# Activity
Only certain lines below are wanted: those starting at the line containing "-65,9 +65,13 @@" and ending at the line containing "info = await arkProvider.getInfo();", both included, each retyped exactly.

━━━ Supplied entries

PR #686, opened 2026-08-07
fix(batch): bound the server-supplied batchExpiry before committing to the sweep leaf

pietro909:
The sweep leaf of the shared batch output is derived from `BatchStartedEvent.batchExpiry`, so `validateVtxoTxGraph` can only prove the tree is consistent with whatever value the round supplied — the value itself never leaves the leaf hash, and there was no floor on it.

`assertValidBatchExpiry` (new, `wallet/batchExpiry.ts`) checks it against a per-network policy and returns the timelock to encode:

- seconds-typed required off regtest, mirroring arkd's own rule (`config.go`: block-typed vtxo tree expiry is regtest-only)
- a wall-clock floor — 24h by default, ~10 blocks on regtest, which legitimately runs block-typed expiries (`ARKD_VTXO_TREE_EXPIRY=180`)
- equality with `vtxoTreeExpiry` when the operator advertises it

It runs at `onBatchStarted` before `confirmRegistration`, so a rejected round is never confirmed and no signing state is initialized. Rejections are `ServerResponseMismatchError`, matching the existing terminal-mismatch taxonomy.

Wired into all three batch handlers — arkade, `Wallet`, and the boltz-swap VHTLC one, which carried the same unbounded copy — plus the hand-rolled e2e handler.

`ArkInfo.vtxoTreeExpiry` is parsed as optional (`undefined`, never `0n`, when unadvertised — arkd dropped it from `GetInfoResponse` in arkade-os/arkd#737) and carried through the info snapshot as an optional v1 field, so existing snapshots stay readable.

Configurable via `WalletConfig.minBatchExpirySeconds` and a policy override on the free-function handlers; the floor can be lowered but not disabled.

### Notes

- Follow-ups, not in this PR: re-adding `vtxo_tree_expiry` to arkd's `GetInfoResponse` (until then the equality check is inert), and the same bounding for the checkpoint unroll script and the unilateral/boarding exit delays — the validator is shaped for that reuse.
- `NArk` has the same unbounded derivation at `BatchSession.cs:53`; worth mirroring there.

### Testing

`test/batch-expiry-validation.test.ts` covers the policy defaults, a boundary table (1 / 511 / 512 / 86016 / 86528 / 604672 on mainnet; 1 / 10 / 100 / 180 on regtest), and asserts the handler neither confirms nor initializes signing on rejection. Snapshot round-trip cases cover advertised, unadvertised, and pre-existing v1 snapshots.

Full unit suite green: 2299 ts-sdk, 610 boltz-swap, 67 swap. Lint and build clean. Regtest/e2e not run locally.

## Summary by CodeRabbit

- **New Features**
  - Added configurable batch-expiry policies with network-specific defaults and minimum expiry settings.
  - Added validation for server-advertised expiries, including seconds- and block-based values.
  - Exposed Ark server VTXO tree expiry information through provider, wallet, and snapshot APIs.
  - Added wallet configuration for custom minimum batch-expiry durations.

- **Bug Fixes**
  - Invalid or mismatched expiries are rejected before registration confirmation or signing.
  - Preserved compatibility with older wallet snapshots lacking expiry information.

- **Tests**
  - Added coverage for expiry validation, policy overrides, snapshot handling, and batch processing.

### DIFF
--- a/packages/boltz-swap/src/batch.ts
+++ b/packages/boltz-swap/src/batch.ts
@@ -65,9 +65,13 @@ export function createVHTLCBatchHandler(
 
             // Bound the expiry before confirming, so a rejected round is never
             // confirmed to the operator.
+            const info = await arkProvider.getInfo();
             const timelock = assertValidBatchExpiry(
                 event.batchExpiry,
-                resolveBatchExpiryPolicy(network, batchExpiryPolicy),
+                resolveBatchExpiryPolicy(network, {
+                    advertisedVtxoTreeExpiry: info.vtxoTreeExpiry,
+                    ...batchExpiryPolicy,
+                }),
             );
 
             await arkProvider.confirmRegistration(intentId);
--- a/packages/boltz-swap/src/batch.ts
+++ b/packages/boltz-swap/src/batch.ts
@@ -19,6 +19,9 @@ import {
     buildForfeitTx,
     ArkTxInput,
     getSequence,
+    assertValidBatchExpiry,
+    resolveBatchExpiryPolicy,
+    type BatchExpiryPolicy,
 } from "@arkade-os/sdk";
 import { sha256 } from "@noble/hashes/sha2.js";
 import { base64, hex } from "@scure/base";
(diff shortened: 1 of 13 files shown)


pietro909:
@arkana-ai-bot 

#3: `node_modules/bip68/index.js` - `encode` throws on non-multiples and on out-of-range values, so nothing truncates and nothing reaches tree validation

#4: "The floor can be lowered but not disabled."  doesn't exist,  `wallet/index.ts:107-114` says "Lowering it below the default relaxes a fund-safety bound

`dotnet-sdk` and `go-sdk` issues will be tracked separately, descope them from this PR.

━━━━━━

# Your response
@@ -65,9 +65,13 @@ export function createVHTLCBatchHandler(
 
             // Bound the expiry before confirming, so a rejected round is never
             // confirmed to the operator.
+            const info = await arkProvider.getInfo();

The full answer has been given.